WORK INSTRUCTIONS: Retype, word for word, every line of the records below starting at the one that contains "Further useful helper" and ending at the one that contains "(diff shortened: 1 of 1 files shown)"; include both of those lines and nothing more.

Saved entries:
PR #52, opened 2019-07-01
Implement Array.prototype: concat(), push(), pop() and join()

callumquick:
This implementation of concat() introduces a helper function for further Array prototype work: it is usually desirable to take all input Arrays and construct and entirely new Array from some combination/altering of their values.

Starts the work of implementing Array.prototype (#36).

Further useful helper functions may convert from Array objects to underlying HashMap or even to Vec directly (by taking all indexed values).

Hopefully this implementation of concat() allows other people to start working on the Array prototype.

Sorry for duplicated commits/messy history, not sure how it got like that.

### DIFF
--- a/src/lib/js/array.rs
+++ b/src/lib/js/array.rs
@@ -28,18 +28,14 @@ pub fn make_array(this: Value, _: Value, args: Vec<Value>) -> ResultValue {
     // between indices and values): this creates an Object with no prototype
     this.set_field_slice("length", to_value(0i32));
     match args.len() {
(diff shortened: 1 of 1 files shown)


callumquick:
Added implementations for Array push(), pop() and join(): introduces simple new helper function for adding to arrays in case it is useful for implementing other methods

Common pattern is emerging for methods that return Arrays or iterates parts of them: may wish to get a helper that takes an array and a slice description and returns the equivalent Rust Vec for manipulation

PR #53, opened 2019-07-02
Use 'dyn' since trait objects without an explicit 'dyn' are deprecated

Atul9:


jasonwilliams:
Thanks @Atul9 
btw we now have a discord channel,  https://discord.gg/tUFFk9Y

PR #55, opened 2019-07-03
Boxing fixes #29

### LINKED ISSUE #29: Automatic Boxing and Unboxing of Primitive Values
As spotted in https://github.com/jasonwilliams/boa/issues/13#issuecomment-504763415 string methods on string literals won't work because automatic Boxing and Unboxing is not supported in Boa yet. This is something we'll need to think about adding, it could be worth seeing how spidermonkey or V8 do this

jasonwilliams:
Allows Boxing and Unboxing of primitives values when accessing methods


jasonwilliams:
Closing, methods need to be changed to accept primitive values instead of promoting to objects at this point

SOLUTION BELOW:
Further useful helper functions may convert from Array objects to underlying HashMap or even to Vec directly (by taking all indexed values).

Hopefully this implementation of concat() allows other people to start working on the Array prototype.

Sorry for duplicated commits/messy history, not sure how it got like that.

### DIFF
--- a/src/lib/js/array.rs
+++ b/src/lib/js/array.rs
@@ -28,18 +28,14 @@ pub fn make_array(this: Value, _: Value, args: Vec<Value>) -> ResultValue {
     // between indices and values): this creates an Object with no prototype
     this.set_field_slice("length", to_value(0i32));
     match args.len() {
(diff shortened: 1 of 1 files shown)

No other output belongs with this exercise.